··· DATA SUPPLIED ···

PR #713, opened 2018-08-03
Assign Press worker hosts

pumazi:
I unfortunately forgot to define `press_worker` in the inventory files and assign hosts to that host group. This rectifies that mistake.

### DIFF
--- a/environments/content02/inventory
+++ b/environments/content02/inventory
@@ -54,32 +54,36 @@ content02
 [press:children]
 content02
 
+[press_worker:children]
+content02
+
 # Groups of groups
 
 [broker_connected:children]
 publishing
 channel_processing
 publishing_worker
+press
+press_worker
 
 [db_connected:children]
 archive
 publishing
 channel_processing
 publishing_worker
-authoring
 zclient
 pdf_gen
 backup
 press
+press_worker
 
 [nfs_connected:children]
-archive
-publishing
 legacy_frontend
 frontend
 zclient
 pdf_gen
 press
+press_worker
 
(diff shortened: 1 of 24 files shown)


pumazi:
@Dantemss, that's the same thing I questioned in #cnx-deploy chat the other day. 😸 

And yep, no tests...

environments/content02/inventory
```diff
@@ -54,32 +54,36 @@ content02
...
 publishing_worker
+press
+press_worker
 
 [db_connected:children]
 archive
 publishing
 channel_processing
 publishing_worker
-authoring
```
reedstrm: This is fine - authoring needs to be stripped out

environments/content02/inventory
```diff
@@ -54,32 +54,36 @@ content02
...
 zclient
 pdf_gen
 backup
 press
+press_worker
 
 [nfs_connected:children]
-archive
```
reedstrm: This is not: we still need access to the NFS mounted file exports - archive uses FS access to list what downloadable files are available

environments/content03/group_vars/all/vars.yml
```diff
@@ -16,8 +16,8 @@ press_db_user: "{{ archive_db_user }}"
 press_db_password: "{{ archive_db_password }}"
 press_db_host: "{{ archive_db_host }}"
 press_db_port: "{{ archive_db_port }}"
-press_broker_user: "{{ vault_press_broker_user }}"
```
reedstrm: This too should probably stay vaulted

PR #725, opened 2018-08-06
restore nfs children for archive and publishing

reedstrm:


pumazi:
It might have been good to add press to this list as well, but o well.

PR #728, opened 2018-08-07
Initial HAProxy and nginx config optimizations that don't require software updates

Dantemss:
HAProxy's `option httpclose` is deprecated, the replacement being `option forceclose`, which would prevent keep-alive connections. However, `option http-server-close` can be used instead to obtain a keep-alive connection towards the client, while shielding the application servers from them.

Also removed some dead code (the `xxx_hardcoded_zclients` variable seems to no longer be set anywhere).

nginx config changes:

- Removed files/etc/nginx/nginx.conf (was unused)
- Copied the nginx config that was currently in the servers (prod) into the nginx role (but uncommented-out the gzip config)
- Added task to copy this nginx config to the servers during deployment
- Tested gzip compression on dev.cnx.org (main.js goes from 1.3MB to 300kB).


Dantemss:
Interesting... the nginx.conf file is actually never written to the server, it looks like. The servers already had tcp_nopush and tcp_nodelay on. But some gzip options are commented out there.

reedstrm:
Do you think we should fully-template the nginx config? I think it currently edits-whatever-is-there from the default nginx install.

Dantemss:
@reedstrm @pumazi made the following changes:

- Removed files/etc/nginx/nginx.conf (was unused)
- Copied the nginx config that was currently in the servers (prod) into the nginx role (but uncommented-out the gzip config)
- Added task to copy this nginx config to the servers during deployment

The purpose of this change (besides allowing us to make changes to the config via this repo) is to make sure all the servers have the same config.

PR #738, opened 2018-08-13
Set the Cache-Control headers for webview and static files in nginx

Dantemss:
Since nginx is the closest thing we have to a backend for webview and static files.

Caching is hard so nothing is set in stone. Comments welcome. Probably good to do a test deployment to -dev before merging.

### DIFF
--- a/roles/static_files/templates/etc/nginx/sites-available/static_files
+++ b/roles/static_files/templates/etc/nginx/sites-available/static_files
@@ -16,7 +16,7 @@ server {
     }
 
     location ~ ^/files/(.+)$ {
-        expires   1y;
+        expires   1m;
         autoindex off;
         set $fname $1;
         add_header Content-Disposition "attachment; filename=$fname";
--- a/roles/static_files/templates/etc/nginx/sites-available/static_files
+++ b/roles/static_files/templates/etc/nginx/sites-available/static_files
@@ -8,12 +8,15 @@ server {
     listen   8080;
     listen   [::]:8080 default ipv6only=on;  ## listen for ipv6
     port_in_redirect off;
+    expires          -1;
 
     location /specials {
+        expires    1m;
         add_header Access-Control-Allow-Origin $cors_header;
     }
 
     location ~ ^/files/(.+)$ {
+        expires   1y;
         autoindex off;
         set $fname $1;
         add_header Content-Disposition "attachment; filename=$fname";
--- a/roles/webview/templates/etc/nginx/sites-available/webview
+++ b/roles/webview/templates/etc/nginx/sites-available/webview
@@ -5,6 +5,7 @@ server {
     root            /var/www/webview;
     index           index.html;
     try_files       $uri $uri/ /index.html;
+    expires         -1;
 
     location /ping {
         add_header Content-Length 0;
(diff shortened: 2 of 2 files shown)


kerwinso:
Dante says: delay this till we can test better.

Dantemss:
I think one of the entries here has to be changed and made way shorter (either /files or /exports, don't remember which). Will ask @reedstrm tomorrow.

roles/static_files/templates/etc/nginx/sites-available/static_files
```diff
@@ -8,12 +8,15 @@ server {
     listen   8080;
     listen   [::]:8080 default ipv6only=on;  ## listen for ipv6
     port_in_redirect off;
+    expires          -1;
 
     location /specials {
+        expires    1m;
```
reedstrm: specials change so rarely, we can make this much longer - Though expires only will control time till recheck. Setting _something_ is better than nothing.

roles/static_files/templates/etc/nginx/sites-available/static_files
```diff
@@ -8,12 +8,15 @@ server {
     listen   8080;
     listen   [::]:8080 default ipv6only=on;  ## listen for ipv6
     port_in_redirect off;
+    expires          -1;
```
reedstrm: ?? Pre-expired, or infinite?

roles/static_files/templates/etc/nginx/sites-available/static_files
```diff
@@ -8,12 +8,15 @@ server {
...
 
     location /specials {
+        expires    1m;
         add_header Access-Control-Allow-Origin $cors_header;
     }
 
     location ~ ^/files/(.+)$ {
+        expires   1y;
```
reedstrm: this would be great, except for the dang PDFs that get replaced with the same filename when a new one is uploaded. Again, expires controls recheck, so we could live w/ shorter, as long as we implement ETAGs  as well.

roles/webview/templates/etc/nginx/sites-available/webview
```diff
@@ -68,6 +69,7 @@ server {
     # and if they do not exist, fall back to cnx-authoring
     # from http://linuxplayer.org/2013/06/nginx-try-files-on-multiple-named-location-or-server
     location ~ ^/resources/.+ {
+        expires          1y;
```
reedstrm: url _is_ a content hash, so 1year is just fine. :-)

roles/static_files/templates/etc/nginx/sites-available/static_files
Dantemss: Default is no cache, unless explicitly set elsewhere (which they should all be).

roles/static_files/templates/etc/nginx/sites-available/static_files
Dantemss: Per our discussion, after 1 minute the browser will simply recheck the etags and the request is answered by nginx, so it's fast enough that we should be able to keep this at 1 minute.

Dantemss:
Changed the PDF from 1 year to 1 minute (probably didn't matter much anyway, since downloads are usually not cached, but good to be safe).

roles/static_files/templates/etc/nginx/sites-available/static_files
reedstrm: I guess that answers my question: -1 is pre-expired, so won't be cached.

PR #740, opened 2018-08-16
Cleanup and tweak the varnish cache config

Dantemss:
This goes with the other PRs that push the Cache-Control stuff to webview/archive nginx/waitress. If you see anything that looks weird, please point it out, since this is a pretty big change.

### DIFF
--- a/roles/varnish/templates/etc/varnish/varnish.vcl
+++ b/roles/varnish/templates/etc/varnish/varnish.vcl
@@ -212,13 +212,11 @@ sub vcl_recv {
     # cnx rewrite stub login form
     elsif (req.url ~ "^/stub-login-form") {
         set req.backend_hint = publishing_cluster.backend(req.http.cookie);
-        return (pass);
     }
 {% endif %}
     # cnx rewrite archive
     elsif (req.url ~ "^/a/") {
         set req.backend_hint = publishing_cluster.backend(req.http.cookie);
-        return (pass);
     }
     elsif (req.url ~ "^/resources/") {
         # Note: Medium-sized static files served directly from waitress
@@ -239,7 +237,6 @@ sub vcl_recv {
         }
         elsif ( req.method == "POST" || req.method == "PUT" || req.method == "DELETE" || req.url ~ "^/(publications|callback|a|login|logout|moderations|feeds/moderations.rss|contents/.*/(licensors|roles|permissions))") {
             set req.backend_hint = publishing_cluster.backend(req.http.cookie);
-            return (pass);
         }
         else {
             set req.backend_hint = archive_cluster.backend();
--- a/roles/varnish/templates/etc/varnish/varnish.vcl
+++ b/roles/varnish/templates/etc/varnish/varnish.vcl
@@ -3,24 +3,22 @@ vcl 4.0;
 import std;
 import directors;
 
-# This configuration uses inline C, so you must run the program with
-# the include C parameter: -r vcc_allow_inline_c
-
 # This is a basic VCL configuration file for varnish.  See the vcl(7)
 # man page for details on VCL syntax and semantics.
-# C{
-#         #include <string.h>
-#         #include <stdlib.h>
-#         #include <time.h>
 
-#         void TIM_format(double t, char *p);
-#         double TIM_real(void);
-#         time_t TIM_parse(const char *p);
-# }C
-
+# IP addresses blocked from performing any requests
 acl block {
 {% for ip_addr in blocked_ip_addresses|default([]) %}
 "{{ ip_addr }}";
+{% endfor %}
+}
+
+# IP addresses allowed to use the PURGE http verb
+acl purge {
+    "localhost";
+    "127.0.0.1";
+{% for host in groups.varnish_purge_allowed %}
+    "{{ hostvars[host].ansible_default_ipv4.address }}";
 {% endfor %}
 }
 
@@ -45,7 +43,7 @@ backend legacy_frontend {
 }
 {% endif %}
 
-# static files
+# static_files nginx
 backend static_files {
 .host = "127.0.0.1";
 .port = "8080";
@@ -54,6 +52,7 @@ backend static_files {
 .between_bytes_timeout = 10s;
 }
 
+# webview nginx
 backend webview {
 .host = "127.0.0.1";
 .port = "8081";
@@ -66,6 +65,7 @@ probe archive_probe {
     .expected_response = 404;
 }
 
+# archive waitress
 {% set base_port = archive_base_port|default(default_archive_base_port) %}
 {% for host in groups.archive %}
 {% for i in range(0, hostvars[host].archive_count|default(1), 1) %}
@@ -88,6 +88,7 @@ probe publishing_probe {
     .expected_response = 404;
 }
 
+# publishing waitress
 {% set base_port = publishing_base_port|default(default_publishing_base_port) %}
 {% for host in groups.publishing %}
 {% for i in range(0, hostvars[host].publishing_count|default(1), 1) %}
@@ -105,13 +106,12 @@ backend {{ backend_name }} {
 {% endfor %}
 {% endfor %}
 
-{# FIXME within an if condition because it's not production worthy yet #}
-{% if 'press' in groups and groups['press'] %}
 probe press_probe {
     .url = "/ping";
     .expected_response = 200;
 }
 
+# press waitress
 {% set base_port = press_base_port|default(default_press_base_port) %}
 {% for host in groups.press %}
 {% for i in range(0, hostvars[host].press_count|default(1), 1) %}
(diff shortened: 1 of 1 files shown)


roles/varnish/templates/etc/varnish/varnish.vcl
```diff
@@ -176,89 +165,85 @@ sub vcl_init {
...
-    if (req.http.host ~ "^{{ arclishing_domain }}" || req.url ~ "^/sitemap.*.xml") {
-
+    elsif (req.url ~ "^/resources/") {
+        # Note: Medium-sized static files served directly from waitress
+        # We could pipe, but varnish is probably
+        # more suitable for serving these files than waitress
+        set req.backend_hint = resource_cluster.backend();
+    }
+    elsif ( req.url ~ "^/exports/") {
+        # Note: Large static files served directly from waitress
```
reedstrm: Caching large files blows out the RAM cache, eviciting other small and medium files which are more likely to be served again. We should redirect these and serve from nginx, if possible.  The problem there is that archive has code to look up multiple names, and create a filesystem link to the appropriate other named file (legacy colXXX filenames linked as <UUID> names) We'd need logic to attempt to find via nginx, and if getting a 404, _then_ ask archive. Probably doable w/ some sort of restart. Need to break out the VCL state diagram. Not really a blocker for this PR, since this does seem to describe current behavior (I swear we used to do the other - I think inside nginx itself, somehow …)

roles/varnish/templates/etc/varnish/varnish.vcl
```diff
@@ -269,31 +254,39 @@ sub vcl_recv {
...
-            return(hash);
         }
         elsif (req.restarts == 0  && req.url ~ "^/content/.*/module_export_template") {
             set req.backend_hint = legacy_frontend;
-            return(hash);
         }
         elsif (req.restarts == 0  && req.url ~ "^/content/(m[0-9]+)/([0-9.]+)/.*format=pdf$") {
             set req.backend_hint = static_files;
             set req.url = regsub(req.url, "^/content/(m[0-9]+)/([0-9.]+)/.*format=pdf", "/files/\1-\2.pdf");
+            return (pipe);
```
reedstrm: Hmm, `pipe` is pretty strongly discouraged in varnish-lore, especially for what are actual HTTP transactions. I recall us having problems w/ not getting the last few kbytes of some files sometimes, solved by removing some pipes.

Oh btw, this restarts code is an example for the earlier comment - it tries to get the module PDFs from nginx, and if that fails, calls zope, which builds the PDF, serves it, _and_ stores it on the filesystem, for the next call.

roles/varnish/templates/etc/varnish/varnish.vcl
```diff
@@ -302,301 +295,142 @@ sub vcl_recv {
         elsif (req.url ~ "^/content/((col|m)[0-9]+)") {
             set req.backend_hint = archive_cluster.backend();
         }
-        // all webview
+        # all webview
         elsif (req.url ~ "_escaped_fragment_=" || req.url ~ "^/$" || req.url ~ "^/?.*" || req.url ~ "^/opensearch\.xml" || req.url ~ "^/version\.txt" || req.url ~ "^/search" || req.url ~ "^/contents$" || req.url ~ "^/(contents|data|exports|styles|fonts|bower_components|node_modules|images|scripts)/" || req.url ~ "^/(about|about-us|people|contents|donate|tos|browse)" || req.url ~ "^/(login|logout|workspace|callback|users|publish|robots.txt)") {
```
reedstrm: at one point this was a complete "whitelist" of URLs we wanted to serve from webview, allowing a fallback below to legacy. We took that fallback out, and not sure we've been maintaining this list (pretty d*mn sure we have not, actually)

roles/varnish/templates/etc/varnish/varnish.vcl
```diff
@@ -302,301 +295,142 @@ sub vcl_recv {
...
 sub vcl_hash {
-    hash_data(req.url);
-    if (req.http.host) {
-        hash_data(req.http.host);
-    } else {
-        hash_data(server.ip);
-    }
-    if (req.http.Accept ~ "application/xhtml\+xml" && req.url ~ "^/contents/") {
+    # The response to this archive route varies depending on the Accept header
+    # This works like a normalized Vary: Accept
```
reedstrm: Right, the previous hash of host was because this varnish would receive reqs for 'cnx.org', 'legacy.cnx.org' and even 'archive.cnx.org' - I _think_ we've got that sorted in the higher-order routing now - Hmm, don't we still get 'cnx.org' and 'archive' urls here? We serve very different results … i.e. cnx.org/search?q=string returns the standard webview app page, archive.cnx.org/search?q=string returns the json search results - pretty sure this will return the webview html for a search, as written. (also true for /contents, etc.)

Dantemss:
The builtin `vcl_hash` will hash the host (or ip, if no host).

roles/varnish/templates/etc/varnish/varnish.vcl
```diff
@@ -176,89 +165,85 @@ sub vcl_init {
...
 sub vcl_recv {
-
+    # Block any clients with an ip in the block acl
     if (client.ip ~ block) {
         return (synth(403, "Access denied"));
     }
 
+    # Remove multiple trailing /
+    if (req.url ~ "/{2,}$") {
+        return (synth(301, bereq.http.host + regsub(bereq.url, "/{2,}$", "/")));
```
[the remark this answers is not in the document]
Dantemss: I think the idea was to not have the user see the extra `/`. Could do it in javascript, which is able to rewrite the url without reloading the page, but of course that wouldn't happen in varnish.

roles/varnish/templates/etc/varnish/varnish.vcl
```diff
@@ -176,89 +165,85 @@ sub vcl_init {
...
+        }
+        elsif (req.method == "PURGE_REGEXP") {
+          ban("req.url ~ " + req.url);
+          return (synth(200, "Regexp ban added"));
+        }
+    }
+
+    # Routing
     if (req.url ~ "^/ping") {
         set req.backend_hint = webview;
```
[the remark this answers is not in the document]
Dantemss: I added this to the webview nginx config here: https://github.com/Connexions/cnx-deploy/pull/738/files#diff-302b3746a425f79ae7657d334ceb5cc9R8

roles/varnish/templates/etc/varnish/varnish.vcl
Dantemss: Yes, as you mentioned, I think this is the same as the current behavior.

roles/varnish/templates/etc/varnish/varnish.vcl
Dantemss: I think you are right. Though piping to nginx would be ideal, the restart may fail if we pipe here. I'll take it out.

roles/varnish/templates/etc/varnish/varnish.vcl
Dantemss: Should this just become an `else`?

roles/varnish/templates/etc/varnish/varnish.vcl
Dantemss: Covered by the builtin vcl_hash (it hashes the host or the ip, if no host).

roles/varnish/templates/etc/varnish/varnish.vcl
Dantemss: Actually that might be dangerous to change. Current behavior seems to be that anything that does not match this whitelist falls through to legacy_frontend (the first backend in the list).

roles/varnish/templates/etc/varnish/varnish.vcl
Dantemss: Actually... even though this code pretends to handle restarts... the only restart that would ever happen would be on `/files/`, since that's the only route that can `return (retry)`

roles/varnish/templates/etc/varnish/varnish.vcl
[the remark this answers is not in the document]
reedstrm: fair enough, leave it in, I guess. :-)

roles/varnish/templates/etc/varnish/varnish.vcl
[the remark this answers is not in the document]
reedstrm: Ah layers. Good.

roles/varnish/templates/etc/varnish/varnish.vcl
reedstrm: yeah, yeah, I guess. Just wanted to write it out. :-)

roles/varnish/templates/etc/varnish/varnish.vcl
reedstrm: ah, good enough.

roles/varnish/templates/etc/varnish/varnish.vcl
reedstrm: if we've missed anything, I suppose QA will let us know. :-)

···

◆ **YOUR INSTRUCTIONS**
Each line with "written" in it must be identified and copied from the material.

◆ **TASK RESULT**
Interesting... the nginx.conf file is actually never written to the server, it looks like. The servers already had tcp_nopush and tcp_nodelay on. But some gzip options are commented out there.
reedstrm: Right, the previous hash of host was because this varnish would receive reqs for 'cnx.org', 'legacy.cnx.org' and even 'archive.cnx.org' - I _think_ we've got that sorted in the higher-order routing now - Hmm, don't we still get 'cnx.org' and 'archive' urls here? We serve very different results … i.e. cnx.org/search?q=string returns the standard webview app page, archive.cnx.org/search?q=string returns the json search results - pretty sure this will return the webview html for a search, as written. (also true for /contents, etc.)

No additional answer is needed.